I nod, because it seems like the right thing to do. My HLA-A allele on one haplotype, he says, goes by the name HLA-A32:01:01. Lots of people have it, apparently. The HLA-B53:01:01 on the other haplotype, however, is rare among Caucasians, but commonly found in West Africa. He produces two maps showing the geographical spread of my sort of haplotypes. One is most frequently found in Ireland; the other in Russia.
This makes sense. Although I was born in the US, I am about as genetically Irish as it is possible to be, the only potential exception being my father’s mother, who was adopted. My father once told me she was a Chechen, but he actually has no idea, and tends to change his story depending on which interesting nationalities happen to be in the news. According to my DNA, however, he may have been right.
Statistically speaking, I possess the 39th most common haplotype among European caucasians, alongside the 125th.
“So they’re not quite the commonest ones,” Marsh says.
“Let’s face it,” my wife says. “They’re pretty common.”
“It’s a different sort of common,” I say. “This is science.”
Marsh produces my wife’s report. I immediately spot that we share one allele — the aforementioned HLA-A32:01:01. However, this bit of matching type does not mean we are not one another’s type.
“That’s the only one you share,” Marsh says. “You’re quite different, so if the whole sniffing-your-mate-out is to be believed, then you’ve managed to sniff out a good mate.”
It is not a terribly romantic revelation, but it is a relief. As he explains to my wife that her haplotypes are rarer than mine — “much, much rarer,” she says — Marsh can barely conceal his excitement.
You do not need to be a scientist to see that he is withholding some information that pleases him.
“Interestingly, there’s also a B27 knocking around there,” he says.
I know from reading Davis’ book that having a B27 gene increases your risk of contracting ankylosing spondylitis, but I am pretty sure my wife has not got ankylosing spondylitis.
“Occasionally we come across people with types we’ve never seen before,” Marsh says.

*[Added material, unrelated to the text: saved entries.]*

PR #1101, opened 2022-08-09
[WIP] Testing release validation automation

atalman:

PR #1107, opened 2022-08-18
Smoke test binary

atalman:
Tests: https://github.com/pytorch/builder/pull/1101
Usage:
```
conda run -p ${ENV_NAME} python3  ./test/smoke_test/smoke_test.py
```

### DIFF
--- a/test/smoke_test/smoke_test.py
+++ b/test/smoke_test/smoke_test.py
@@ -18,9 +18,9 @@ import torchvision.transforms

Oh goodness, I think. Not her.
“You have a new B27 allele that we’ve never seen before in the world,” he says. “We’ll be sequencing you properly, your sequence will go in the database, and we’ll give it a new number.”
My wife beams.
“I feel like I’ve won a rosette!” she says.
She instantly forgets why we have come — to test our compatibility. She is no longer interested in that little piece of good news. On the car ride home she is insufferable.
“I can’t wait to tell everyone I’ve got an unknown — what have I got?” she asks.
“An allele,” I say.
“A brand new allele,” she says. “Yours are all common, whereas mine is unique, like me.”
“That’s great,” I say. “Good luck finding a match for your next bone marrow transplant.”
Later I feel bad about saying this, because she is my wife, and she is unique. I smelled her out of thousands.